• **Source material**
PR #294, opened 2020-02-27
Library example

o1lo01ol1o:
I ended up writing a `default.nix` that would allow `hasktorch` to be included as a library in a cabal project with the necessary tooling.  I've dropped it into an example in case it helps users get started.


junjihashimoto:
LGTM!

* * *

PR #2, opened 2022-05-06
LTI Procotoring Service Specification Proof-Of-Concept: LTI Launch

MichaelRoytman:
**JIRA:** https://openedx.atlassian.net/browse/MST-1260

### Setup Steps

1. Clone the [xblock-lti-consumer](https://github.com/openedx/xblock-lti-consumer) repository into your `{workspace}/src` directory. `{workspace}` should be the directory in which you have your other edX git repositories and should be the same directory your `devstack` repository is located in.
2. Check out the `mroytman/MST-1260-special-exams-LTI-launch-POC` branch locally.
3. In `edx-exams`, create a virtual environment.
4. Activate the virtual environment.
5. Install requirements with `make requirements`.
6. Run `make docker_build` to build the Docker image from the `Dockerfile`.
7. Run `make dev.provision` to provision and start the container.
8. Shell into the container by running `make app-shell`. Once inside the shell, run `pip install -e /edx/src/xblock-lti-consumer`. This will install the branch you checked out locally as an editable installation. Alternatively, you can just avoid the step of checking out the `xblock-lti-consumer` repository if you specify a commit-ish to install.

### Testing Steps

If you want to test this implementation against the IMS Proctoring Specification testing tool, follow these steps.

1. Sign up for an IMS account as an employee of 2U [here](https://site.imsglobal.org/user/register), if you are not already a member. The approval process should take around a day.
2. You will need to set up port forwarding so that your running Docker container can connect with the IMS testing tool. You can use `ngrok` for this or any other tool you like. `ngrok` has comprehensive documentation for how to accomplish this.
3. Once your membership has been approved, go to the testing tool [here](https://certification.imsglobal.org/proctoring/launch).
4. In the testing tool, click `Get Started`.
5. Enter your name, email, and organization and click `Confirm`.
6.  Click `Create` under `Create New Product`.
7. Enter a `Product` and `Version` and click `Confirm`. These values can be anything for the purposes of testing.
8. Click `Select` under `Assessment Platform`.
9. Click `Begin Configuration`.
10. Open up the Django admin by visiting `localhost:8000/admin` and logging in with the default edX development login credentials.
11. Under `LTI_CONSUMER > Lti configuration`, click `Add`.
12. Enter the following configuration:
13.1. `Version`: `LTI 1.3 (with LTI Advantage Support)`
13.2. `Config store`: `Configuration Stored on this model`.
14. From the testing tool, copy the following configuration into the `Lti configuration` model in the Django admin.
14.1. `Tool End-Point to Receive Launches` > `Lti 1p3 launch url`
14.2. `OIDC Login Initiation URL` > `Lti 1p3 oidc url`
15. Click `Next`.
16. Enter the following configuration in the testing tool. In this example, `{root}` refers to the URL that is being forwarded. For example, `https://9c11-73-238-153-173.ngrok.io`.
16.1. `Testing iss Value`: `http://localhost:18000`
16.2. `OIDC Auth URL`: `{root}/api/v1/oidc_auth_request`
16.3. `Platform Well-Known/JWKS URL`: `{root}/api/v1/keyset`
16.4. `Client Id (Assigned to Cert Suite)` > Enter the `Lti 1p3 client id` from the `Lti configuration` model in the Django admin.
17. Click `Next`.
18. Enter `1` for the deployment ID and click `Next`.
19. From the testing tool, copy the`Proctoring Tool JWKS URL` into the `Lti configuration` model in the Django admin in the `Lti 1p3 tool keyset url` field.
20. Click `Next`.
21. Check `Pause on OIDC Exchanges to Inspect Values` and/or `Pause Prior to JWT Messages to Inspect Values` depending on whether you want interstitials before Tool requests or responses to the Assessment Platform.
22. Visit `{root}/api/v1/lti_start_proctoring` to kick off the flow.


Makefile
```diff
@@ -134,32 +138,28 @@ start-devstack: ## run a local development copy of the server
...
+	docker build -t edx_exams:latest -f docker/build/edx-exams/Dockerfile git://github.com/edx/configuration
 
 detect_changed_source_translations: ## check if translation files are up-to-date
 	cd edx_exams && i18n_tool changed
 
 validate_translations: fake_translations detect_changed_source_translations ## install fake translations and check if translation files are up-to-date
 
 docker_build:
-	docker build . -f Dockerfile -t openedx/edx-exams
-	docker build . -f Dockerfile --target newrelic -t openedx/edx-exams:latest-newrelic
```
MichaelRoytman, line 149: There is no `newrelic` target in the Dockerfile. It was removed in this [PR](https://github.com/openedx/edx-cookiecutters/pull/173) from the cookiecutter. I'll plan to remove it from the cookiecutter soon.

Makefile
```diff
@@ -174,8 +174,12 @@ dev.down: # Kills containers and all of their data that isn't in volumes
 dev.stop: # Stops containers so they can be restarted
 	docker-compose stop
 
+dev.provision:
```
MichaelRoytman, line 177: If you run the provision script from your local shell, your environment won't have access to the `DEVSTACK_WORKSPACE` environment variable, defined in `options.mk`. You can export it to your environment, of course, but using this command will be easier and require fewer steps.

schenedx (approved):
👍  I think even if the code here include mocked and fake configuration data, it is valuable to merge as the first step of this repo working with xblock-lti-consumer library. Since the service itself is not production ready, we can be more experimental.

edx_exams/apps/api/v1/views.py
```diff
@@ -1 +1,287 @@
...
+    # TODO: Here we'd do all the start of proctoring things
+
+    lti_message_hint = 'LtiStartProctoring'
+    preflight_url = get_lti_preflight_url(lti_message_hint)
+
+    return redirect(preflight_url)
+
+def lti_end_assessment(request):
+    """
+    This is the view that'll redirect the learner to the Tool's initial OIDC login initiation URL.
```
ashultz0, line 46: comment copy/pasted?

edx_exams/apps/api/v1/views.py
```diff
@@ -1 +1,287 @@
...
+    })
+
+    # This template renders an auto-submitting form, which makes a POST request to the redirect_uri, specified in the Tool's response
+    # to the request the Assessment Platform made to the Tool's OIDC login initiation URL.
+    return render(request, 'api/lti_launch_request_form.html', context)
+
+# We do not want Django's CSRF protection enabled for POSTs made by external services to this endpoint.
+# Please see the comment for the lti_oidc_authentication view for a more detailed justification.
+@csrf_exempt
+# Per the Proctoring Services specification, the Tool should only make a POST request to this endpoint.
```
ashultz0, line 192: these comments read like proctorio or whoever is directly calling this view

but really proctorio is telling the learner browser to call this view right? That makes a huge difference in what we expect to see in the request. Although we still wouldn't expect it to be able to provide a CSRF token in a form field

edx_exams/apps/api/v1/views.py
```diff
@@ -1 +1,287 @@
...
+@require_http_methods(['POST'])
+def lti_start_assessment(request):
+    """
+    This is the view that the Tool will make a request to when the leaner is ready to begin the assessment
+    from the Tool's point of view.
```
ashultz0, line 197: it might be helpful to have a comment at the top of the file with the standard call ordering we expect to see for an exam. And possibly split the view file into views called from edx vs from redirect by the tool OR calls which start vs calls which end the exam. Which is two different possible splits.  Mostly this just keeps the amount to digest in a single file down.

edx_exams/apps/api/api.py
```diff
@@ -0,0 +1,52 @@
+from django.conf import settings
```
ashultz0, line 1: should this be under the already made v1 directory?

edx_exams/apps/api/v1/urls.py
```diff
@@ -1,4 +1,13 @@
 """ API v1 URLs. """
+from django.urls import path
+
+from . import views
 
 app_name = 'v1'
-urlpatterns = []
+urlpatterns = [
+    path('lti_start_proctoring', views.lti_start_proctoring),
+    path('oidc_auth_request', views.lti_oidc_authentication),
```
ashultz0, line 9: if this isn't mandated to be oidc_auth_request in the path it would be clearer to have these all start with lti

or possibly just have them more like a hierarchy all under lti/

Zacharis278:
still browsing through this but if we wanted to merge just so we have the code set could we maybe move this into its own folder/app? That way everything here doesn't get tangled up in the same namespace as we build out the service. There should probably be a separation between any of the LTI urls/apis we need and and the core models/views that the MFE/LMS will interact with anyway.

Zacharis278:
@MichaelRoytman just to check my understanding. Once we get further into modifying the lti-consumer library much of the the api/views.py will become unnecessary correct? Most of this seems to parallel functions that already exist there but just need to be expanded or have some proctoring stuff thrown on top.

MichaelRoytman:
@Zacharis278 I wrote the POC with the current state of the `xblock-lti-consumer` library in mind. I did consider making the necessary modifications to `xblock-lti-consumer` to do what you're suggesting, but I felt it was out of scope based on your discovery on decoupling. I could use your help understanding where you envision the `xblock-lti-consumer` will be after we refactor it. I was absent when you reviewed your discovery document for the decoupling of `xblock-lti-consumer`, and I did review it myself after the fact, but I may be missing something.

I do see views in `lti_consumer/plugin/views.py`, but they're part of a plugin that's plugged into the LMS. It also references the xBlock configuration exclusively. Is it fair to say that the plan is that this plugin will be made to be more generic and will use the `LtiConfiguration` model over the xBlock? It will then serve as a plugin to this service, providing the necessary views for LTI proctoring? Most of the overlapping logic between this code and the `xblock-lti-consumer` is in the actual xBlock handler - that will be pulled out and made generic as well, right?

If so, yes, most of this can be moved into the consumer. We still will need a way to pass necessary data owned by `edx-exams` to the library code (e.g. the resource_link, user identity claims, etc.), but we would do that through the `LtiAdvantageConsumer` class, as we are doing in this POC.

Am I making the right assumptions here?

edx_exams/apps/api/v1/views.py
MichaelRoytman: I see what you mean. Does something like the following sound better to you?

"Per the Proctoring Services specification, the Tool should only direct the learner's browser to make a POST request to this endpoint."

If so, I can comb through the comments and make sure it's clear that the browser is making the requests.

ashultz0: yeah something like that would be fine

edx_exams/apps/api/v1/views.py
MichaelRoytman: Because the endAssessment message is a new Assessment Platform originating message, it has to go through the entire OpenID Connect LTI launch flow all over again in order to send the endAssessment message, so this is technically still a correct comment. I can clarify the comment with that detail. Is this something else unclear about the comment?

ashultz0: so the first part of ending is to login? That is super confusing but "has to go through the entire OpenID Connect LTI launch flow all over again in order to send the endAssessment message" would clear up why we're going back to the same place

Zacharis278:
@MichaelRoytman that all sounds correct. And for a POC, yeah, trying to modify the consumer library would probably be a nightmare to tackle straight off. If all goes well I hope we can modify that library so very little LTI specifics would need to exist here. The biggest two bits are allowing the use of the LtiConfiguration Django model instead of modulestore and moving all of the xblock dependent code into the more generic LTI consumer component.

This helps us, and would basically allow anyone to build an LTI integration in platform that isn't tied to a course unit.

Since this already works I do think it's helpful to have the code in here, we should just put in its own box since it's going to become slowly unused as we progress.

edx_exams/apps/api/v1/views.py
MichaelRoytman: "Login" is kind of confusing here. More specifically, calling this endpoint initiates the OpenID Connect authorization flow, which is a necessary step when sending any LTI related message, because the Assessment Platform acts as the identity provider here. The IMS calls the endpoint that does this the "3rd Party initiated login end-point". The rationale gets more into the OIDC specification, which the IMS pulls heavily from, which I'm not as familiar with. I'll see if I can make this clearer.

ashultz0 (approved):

• **Task to complete**
An exact copy of the lines above, from the one containing "a virtual environment." down to the one containing "start the container." and including both, is the whole answer; retype it and nothing else.

• **Output of the task**
3. In `edx-exams`, create a virtual environment.
4. Activate the virtual environment.
5. Install requirements with `make requirements`.
6. Run `make docker_build` to build the Docker image from the `Dockerfile`.
7. Run `make dev.provision` to provision and start the container.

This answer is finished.